BEGIN
PR #3272, opened 2020-10-19
Fixes #18346: Make the group option to include the Rudder server or not in the group more clear

fanf:
https://issues.rudder.io/issues/18346

### DIFF
--- a/webapp/sources/rudder/rudder-web/src/main/webapp/templates-hidden/server/server_details.html
+++ b/webapp/sources/rudder/rudder-web/src/main/webapp/templates-hidden/server/server_details.html
@@ -18,7 +18,7 @@
                 <span class="ion ion-checkmark-round check-icon"></span>
               </label>
               <label for="typeQuery" class="form-control">
-                Include Rudder server components
+                Include Rudder root server components <span class="tooltipable glyphicon glyphicon-question-sign" title="Node(s) with Rudder web application or Rudder database"></span>
               </label>
             </div>
           </li>


webapp/sources/rudder/rudder-web/src/main/webapp/templates-hidden/server/server_details.html
```diff
@@ -18,7 +18,7 @@
                 <span class="ion ion-checkmark-round check-icon"></span>
               </label>
               <label for="typeQuery" class="form-control">
-                Include Rudder server components
+                Include Rudder root server
```
ncharles, line 21: It is not only root, but all node with a server component: so nodes having rudder-reports, rudder-db, rudder-webapp or rudder-server-root
But not the relays

Telling root is not correct - maybe something in the line
"Include Rudder server components (web interface, database)"

ncharles (changes requested):
It is not only root server

webapp/sources/rudder/rudder-web/src/main/webapp/templates-hidden/server/server_details.html
fanf: nobody knows what "server components" are (I didn't think it's documented anywhere). I really think it should say "root". 

```
Include Rudder root server components (nodes with Rudder application or database)
```

fanf: "application" is maybe too broad, though

fanf:
```
Include Rudder root server components (nodes with Rudder web application or database)
```

fanf: image

fanf:
PR updated with a new commit

ncharles (approved):

fanf:
OK, squash merging this PR

PR #3285, opened 2020-10-21
Fixes #18381: outcome should be enums rather than hardcoded

gpoblon:
https://issues.rudder.io/issues/18381

### DIFF
--- a/rudder-lang/src/technique/outcome.rs
+++ b/rudder-lang/src/technique/outcome.rs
END
- [EXERCISE OBJECTIVE]:
Exactly as shown, give every record again.

- [ANSWER FOR THE TASK]:
PR #3272, opened 2020-10-19
Fixes #18346: Make the group option to include the Rudder server or not in the group more clear

fanf:
https://issues.rudder.io/issues/18346

### DIFF
--- a/webapp/sources/rudder/rudder-web/src/main/webapp/templates-hidden/server/server_details.html
+++ b/webapp/sources/rudder/rudder-web/src/main/webapp/templates-hidden/server/server_details.html
@@ -18,7 +18,7 @@
                 <span class="ion ion-checkmark-round check-icon"></span>
               </label>
               <label for="typeQuery" class="form-control">
-                Include Rudder server components
+                Include Rudder root server components <span class="tooltipable glyphicon glyphicon-question-sign" title="Node(s) with Rudder web application or Rudder database"></span>
               </label>
             </div>
           </li>


webapp/sources/rudder/rudder-web/src/main/webapp/templates-hidden/server/server_details.html
```diff
@@ -18,7 +18,7 @@
                 <span class="ion ion-checkmark-round check-icon"></span>
               </label>
               <label for="typeQuery" class="form-control">
-                Include Rudder server components
+                Include Rudder root server
```
ncharles, line 21: It is not only root, but all node with a server component: so nodes having rudder-reports, rudder-db, rudder-webapp or rudder-server-root
But not the relays

Telling root is not correct - maybe something in the line
"Include Rudder server components (web interface, database)"

ncharles (changes requested):
It is not only root server

webapp/sources/rudder/rudder-web/src/main/webapp/templates-hidden/server/server_details.html
fanf: nobody knows what "server components" are (I didn't think it's documented anywhere). I really think it should say "root". 

```
Include Rudder root server components (nodes with Rudder application or database)
```

fanf: "application" is maybe too broad, though

fanf:
```
Include Rudder root server components (nodes with Rudder web application or database)
```

fanf: image

fanf:
PR updated with a new commit

ncharles (approved):

fanf:
OK, squash merging this PR

PR #3285, opened 2020-10-21
Fixes #18381: outcome should be enums rather than hardcoded

gpoblon:
https://issues.rudder.io/issues/18381

### DIFF
--- a/rudder-lang/src/technique/outcome.rs
+++ b/rudder-lang/src/technique/outcome.rs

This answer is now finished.